In testing, simple additions to a space often took around two minutes per iteration, while interaction-focused changes were closer to a minute to a minute and a half per iteration, depending on complexity. That is fast enough to feel promising, but still inconsistent enough that teams should be careful not to confuse “possible” with “production-ready.”
These are still multiple minutes to do one specific thing and not always completely, or well. This can absolutely speed up early ideation, but only if the team is still saving more time than it is spending trying to steer, restate, or repair the result via more prompting.
Where It Fits Today
The strongest use case for XR Blocks today is closer to a big-picture creative sandbox than a full development environment.
It gives teams, especially non-technical or mixed technical-and-creative groups, a way to start thinking spatially and see rough ideas take shape without fully committing to a traditional XR pipeline in the first few minutes. That has real value; it can help start conversations, validate general direction, and make abstract ideas feel more tangible.
At the same time, it does not replace established XR tools like Unity or Unreal Engine for scalable, reliable, or production-minded development. Those platforms still offer more control, better predictability, broader capability, and stronger support for the kinds of interactions and systems that real XR applications usually require.
If the goal is to help a room full of people visualize a very small and targeted XR concept quickly, XR Blocks has a place. If the goal is to deliver a robust, polished, cross-platform experience, the more traditional toolchain is still doing the heavy lifting.
Final Thoughts
XR Blocks offers a promising path forward—a meaningful and encouraging step in the right direction.

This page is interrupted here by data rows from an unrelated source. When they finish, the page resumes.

PR #5505, opened 2021-02-01
Don't stop certmonger during IPA uninstallation

rcritten:
An effort prevent CI failures.

https://pagure.io/freeipa/issue/8533

### DIFF
--- a/ipaserver/install/ca.py
+++ b/ipaserver/install/ca.py
@@ -425,7 +425,7 @@ def install_step_1(standalone, replica_config, options, custodia):
 
 def uninstall():
     ca_instance = cainstance.CAInstance(api.env.realm)
-    ca_instance.stop_tracking_certificates(stop_certmonger=False)
+    ca_instance.stop_tracking_certificates()
     ipautil.remove_file(paths.RA_AGENT_PEM)
     ipautil.remove_file(paths.RA_AGENT_KEY)
     if ca_instance.is_configured():
--- a/ipaserver/install/cainstance.py
+++ b/ipaserver/install/cainstance.py
@@ -1075,13 +1075,13 @@ class CAInstance(DogtagInstance):
             logger.error(
                 "certmonger failed to start tracking certificate: %s", e)
 
-    def stop_tracking_certificates(self, stop_certmonger=True):
+    def stop_tracking_certificates(self):
         """
         Stop tracking our certificates. Called on uninstall.  Also called
         during upgrade to fix discrepancies.
 
         """
-        super(CAInstance, self).stop_tracking_certificates(False)
+        super(CAInstance, self).stop_tracking_certificates()
 
         # stop tracking lightweight CA signing certs
         for request_id in certmonger.get_requests_for_dir(self.nss_db):
@@ -1094,9 +1094,6 @@ class CAInstance(DogtagInstance):
         except RuntimeError as e:
             logger.error(
                 "certmonger failed to stop tracking certificate: %s", e)
-
-        if stop_certmonger:
-            services.knownservices.certmonger.stop()
 
     def is_renewal_master(self, fqdn=None):
         if fqdn is None:
--- a/ipaserver/install/dogtaginstance.py
+++ b/ipaserver/install/dogtaginstance.py
@@ -453,7 +453,7 @@ class DogtagInstance(service.Service):
                 logger.error(
                     "certmonger failed to start tracking certificate: %s", e)
 
-    def stop_tracking_certificates(self, stop_certmonger=True):
+    def stop_tracking_certificates(self):
         """
         Stop tracking our certificates. Called on uninstall.  Also called
         during upgrade to fix discrepancies.
@@ -476,9 +476,6 @@ class DogtagInstance(service.Service):
             except RuntimeError as e:
                 logger.error(
                     "certmonger failed to stop tracking certificate: %s", e)
-
-        if stop_certmonger:
-            cmonger.stop()
 
     def update_cert_cs_cfg(self, directive, cert):
         """
--- a/ipaserver/install/server/upgrade.py
+++ b/ipaserver/install/server/upgrade.py
@@ -648,9 +648,9 @@ def certificate_renewal_update(ca, kra, ds, http):
 
     # Ok, now we need to stop tracking, then we can start tracking them
     # again with new configuration:
-    ca.stop_tracking_certificates(stop_certmonger=False)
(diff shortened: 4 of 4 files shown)


rcritten:
It passed, re-running.

rcritten:
Passed five times, re-running.

rcritten:
@flo-renaud do you think there is a better test to exercise this re-ordering of the uninstall?

flo-renaud:
@rcritten test_cert_fix and test_replica_promotion_TestHiddenReplicaPromotion are probably the jobs that fail the most frequently. But I think the right ticket is https://pagure.io/freeipa/issue/8506 for this issue (8533 happens during replica installation while configuring the cert tracking).

rcritten:
Thanks for the suggestion, updating the test. I'll have to remember to go back to fix the ticket number.

rcritten:
Both invocations of test_integration/test_replica_promotion.py::TestHiddenReplicaPromotion failed due to DNS issues. Re-running.

rcritten:
Two more failures, unrelated to dbus.

rcritten:
Try test_integration/test_caless.py::TestReplicaCALessToCAFull to try to provoke failure. If I can't maybe I'll drop the change to see if I can more easily reproduce this and then add the change back in to see if it actually did anything.

rcritten:
Re-based and dropped change to see if one or more of the tests fail.

rcritten:
temp_commit_2 reproduced the uninstall dbus error:

[ipatests.pytest_ipa.integration.host.Host.master.cmd54] org.freedesktop.DBus.Error.NoReply: Did not receive a reply. Possible causes include: the remote application did not send a reply, the message bus security policy blocked the reply, the reply timeout expired, or the network connection was broken.

rcritten:
All five executions of test_ipa_cert_fix.py failed with the dbus error and the re-organized code change.

rcritten:
I think I may have it worked out but I've heavily redone the patch so we'll see. Originally I was trying to move the certmonger CA removal ahead of shutting down IPA. I've dropped that and went with the original code in cainstance.py but wrapped it with a loop.

dbus is socket activated and I think that sometimes it takes longer than certmonger is willing to wait to start up. So stick it into a loop and try up to 5 times.

In testing it never took more than 2 tries with no sleep.

rcritten:
One of the dbus failures related to stop tracking of the CA certs in certmonger. We got a DBus timeout. Upon retrying sometimes we would also get a no_such_entry from certmonger which is very odd. It basically means that we asked for a request from certmonger and it returned one, but the path to that request is not found upon requesting stop tracking. I added code to skip in that case. We should see in the uninstall log if there are remaining untracked certs.

rcritten:
What I observed in the last set of logs is the request to stop tracking failed with a DBus timeout but the request was actually successful. Tune up the logging around this so it is more clear what went on.

We would see a message like "Some certificates may still be tracked by certmonger." in the server uninstall log if there were remaining certificates. I haven't seen this in these dbus timeout failure cases.

rcritten:
For the reviewer:

There are two categories of errors here:

1. Stop tracking the CA certificates in certmonger faisl with a DBus.Error.NoReply.

A handled failure looks like:

024-02-11T15:50:57Z DEBUG Attempt 1 to stop tracking for 'auditSigningCert cert-pki-ca in /etc/pki/pki-tomcat/alias'
2024-02-11T15:51:22Z DEBUG org.freedesktop.DBus.Error.NoReply: Did not receive a reply. Possible causes include: the remote application did not send a reply, the message bus security policy blocked the reply, the reply timeout expired, or the network connection was broken.
2024-02-11T15:51:22Z DEBUG Attempt 2 to stop tracking for 'auditSigningCert cert-pki-ca in /etc/pki/pki-tomcat/alias'
2024-02-11T15:51:43Z DEBUG org.fedorahosted.certmonger.no_such_entry: No matching entry found.
2024-02-11T15:51:43Z DEBUG Tracking no longer exists, stop trying
2024-02-11T15:51:43Z DEBUG Attempt 1 to stop tracking for 'ocspSigningCert cert-pki-ca in /etc/pki/pki-tomcat/alias'
2024-02-11T15:51:43Z DEBUG stop tracking successful

What you see here is the first attempt failing, it being caught, and a second attempt only to find out that the path doesn't exist. This means that the original request was successful but not communicated back.

A success on the first try looks like:

2021-02-10T16:02:37Z DEBUG Attempt 1 to stop tracking for /var/kerberos/krb5kdc/kdc.crt
2021-02-10T16:02:37Z DEBUG stop tracking successful

I tend to see this failure in test_integration-test_ipa_cert_fix.py-TestIpaCertFix-uninstall. You'll find the entries in the uninstall log.

The other error happens when trying to remove the IPA-created CA's in certmonger. Similarly we don't get a response back but the retry succeeds without a not found error.

A success looks like:
2024-02-11T15:51:45Z DEBUG Attempt 1 to remove certmonger CAs
2024-02-11T15:51:45Z DEBUG certmonger CA removal successful

A handled failure looks like:
2021-02-10T16:02:06Z DEBUG Attempt 1 to remove certmonger CAs
2021-02-10T16:02:31Z DEBUG org.freedesktop.DBus.Error.NoReply: Did not receive a reply. Possible causes include: the remote application did not send a reply, the message bus security policy blocked the reply, the reply timeout expired, or the network connection was broken.
2021-02-10T16:02:31Z DEBUG Attempt 2 to remove certmonger CAs
2021-02-10T16:02:32Z DEBUG certmonger CA removal successful

I tend to see this most in test_integration-test_caless.py-TestReplicaCALessToCAFull-uninstall on the replica in the uninstall log.

rcritten:
I'm going to try to generalize this test loop. https://pagure.io/freeipa/issue/8470 shows this dbus error also on a fresh installation.

rcritten:
So. Maybe it's been luck, but I made another change so that certmonger is not restarted during uninstall and that seems to have helped. I just ran a successful set with just that change and passed. I'll kick it again once Azure is done.

rcritten:
Dropping WIP label, this seems to have fixed the uninstallation dbus-related issue.

abbra:
LGTM. Please remove temp commit.

rcritten:
Dropped the temp commits.

abbra:
ACK.

abbra:
master:

* 71047f68b55ab59d4615c2601b702ec4a84bce4f Remove the option stop_certmonger from stop_tracking_*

It is a strong starting point for creative minds who want to begin grey-boxing a VR or AR experience quickly. It offers a glimpse of what more conversational, AI-assisted XR creation might become in the future. But at its current stage, that future is still clearly in progress.
There is value in the fact that tools like this exist and continue to evolve. At v0.11.0, it still clearly signals what it is: an early glimpse of something that may eventually become much bigger.
In conclusion, XR Blocks represents an encouraging step forward in the evolution of XR creation tools. While it is still in its early stages—shaped by the current limitations of WebXR and a rapidly evolving ecosystem—it already demonstrates clear value as a platform for exploration, rapid prototyping, and spatial ideation.
Its strengths lie in helping teams get started quickly, visualize concepts, and iterate on ideas with greater speed and flexibility. At the same time, it complements—rather than replaces—established XR development practices required for building robust, scalable, and production-ready experiences.
This positioning is not a limitation, but a natural reflection of where both the tool and the broader XR landscape stand today. As generative XR tooling continues to mature, XR Blocks points toward a more intuitive, conversational, and collaborative future—one that will increasingly integrate creativity, technical depth, and user-centered design.